Going through the data below, find how many lines include the word "have", and reply with that number alone.

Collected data
_ _ _ _ _ _ _
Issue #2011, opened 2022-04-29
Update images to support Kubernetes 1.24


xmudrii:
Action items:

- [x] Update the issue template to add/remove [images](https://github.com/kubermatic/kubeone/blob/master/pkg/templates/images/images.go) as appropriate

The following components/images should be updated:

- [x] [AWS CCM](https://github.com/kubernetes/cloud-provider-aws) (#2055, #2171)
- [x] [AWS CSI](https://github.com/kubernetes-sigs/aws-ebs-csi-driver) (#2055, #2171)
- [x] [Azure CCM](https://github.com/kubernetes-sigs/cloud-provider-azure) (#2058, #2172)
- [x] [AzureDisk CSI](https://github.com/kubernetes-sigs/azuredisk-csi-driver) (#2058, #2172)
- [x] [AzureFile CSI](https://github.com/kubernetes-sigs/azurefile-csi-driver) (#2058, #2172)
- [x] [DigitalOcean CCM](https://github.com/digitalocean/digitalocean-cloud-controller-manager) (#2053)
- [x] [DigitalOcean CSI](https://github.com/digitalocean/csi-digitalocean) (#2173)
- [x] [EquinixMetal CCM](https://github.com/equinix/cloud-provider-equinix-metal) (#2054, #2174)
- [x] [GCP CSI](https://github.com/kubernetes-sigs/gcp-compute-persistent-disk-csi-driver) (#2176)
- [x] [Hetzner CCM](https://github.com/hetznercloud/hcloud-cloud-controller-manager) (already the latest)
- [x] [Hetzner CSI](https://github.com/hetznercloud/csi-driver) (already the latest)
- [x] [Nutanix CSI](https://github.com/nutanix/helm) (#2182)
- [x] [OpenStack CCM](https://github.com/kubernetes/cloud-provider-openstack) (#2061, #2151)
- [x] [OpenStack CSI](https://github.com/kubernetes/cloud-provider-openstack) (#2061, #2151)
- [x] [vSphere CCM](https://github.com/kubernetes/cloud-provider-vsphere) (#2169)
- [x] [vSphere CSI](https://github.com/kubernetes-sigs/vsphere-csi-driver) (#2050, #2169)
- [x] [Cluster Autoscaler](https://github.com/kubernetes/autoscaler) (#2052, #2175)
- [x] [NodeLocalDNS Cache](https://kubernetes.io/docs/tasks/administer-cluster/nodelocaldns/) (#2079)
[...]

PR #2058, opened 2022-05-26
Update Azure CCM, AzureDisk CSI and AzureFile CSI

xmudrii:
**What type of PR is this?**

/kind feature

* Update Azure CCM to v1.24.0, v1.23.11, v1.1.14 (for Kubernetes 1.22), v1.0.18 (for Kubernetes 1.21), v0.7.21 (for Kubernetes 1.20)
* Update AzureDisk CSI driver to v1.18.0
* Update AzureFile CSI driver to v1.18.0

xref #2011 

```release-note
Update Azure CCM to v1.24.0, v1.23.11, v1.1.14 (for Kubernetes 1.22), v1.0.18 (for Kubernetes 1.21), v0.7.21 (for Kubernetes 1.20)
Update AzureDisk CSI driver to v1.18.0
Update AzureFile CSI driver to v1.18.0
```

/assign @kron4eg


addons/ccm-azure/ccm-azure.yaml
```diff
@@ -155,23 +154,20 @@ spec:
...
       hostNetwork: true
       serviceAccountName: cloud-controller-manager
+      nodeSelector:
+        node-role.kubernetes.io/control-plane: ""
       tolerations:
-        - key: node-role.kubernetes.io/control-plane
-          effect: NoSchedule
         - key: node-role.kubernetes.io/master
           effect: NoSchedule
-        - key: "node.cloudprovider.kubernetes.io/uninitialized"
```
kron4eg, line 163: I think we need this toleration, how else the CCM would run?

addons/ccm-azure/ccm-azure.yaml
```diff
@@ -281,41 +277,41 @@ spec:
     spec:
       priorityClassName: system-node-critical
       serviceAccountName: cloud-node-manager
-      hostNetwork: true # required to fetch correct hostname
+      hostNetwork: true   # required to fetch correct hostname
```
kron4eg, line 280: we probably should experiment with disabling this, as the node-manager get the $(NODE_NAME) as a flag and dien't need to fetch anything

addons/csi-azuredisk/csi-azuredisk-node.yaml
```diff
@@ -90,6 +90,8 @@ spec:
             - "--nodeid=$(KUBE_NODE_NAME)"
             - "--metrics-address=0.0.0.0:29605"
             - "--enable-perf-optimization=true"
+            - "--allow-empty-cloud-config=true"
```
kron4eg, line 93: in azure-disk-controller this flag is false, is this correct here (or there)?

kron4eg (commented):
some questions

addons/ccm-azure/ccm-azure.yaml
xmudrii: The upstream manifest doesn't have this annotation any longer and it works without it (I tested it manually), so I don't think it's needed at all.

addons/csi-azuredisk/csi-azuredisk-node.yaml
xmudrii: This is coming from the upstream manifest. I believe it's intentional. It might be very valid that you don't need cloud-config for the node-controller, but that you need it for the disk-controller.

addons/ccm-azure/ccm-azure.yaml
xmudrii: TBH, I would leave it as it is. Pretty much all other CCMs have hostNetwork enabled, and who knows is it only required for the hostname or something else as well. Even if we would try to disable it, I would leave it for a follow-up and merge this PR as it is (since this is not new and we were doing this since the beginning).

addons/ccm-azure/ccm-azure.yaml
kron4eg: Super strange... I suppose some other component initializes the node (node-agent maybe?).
_ _ _ _ _ _ _
ANSWER FOR THE TASK
2